**ASSIGNMENT:** When you reach the line in the data below that contains "ipstr %r, too", please start repeating lines exactly, and stop after the line that contains "-235,7 +235,7 @@ class", repeating nothing else.

..........

PR #1415, opened 2016-05-12
0.10 fixes

sebres:
small fixes for 0.10:
* prevent to fail stock configs test case, if any jail custom config does not have own test log-file (perhaps not clean copy), see https://github.com/fail2ban/fail2ban/pull/1413#issuecomment-218764683

* allow using of IPv6 address style mask (analog to the IPv4), for example: `2606:28ff::/ffff:ff80::` -> `2606:2880::/25`
* fast calculating of maskplen using map table MAP_ADDR2MASKPLEN, with pre-calculated addr->maskplen values;
test cases extended;

### DIFF
--- a/fail2ban/server/ipdns.py
+++ b/fail2ban/server/ipdns.py
@@ -171,7 +171,7 @@ class IPAddr(object):
 		# IP address without CIDR mask
 		if len(s) > 2:
 			raise ValueError("invalid ipstr %r, too many plen representation" % (ipstr,))
-		if "." in s[1]: # 255.255.255.0 style mask
+		if "." in s[1] or ":" in s[1]: # 255.255.255.0 resp. ffff:: style mask
 			s[1] = IPAddr.masktoplen(s[1])
 		s[1] = long(s[1])
 		return s
@@ -235,7 +235,7 @@ class IPAddr(object):
 		return self.ntoa
 
 	def __reduce__(self):
-		"""IPAddr pickle-handler, that simple wrap IPAddr to the str
+		"""IPAddr pickle-handler, that simply wraps IPAddr to the str
 
 		Returns a string as instance to be pickled, because fail2ban-client can't
 		unserialize IPAddr objects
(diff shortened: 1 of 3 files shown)


fail2ban/server/ipdns.py
```diff
@@ -235,7 +235,7 @@ def __str__(self):
 		return self.ntoa
 
 	def __reduce__(self):
-		"""IPAddr pickle-handler, that simple wrap IPAddr to the str
+		"""IPAddr pickle-handler, that simply wrap IPAddr to the str
```
yarikoptic: I hate to say but it is "wraps "
Feel free to ignore

sebres: fixed, "german-russian" and so on :))

fail2ban/tests/servertestcase.py
```diff
@@ -1021,7 +1021,11 @@ def testCheckStockJailActions(self):
 						cmd[2] = 'polling'
 					# change log path to test log of jail (to prevent "Permission denied" on /var/logs/ for test-user):
 					elif len(cmd) > 3 and cmd[0] == 'set' and cmd[2] == 'addlogpath':
-						cmd[3] = os.path.join(TEST_FILES_DIR, 'logs', cmd[1])
+						fn = os.path.join(TEST_FILES_DIR, 'logs', cmd[1])
+						# fallback to testcase01 if jail has not an own test log-file (currently should be no matter):
+						if not os.path.exists(fn): # pragma: no cover
+							fn = os.path.join(TEST_FILES_DIR, 'testcase01.log')
+						cmd[3] = fn
```
yarikoptic: I think that just assumptions in the test were somewhat "wrong" --  We do not have sample log files per jail -- we have them for each filter and there is a test (fail2ban.tests.samplestestcase.FilterSamplesRegex) to verify that we do.  So if you are to replace log file with something appropriate, it should ideally match the filter name.  For majority of jails, jail name matches filter name, so I guess it kinda worked.  Without this "fix" I ran into the same issue on a clean clone as well (so nothing adhockish about my setup), that is why I was puzzled why failure didn't trigger on travis.
But in the big realm of things for this test it doesn't care which file we feed here to the server, as long as it exists.  So, could as well all be testcase01.log, and a little comment that it shouldn't really matter if server doesn't get confused too much before getting killed ;)
So, I will merge and then will push a little DOC/PEP8ing enhancement PR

..........

**RESULT:**
 			raise ValueError("invalid ipstr %r, too many plen representation" % (ipstr,))
-		if "." in s[1]: # 255.255.255.0 style mask
+		if "." in s[1] or ":" in s[1]: # 255.255.255.0 resp. ffff:: style mask
 			s[1] = IPAddr.masktoplen(s[1])
 		s[1] = long(s[1])
 		return s
@@ -235,7 +235,7 @@ class IPAddr(object):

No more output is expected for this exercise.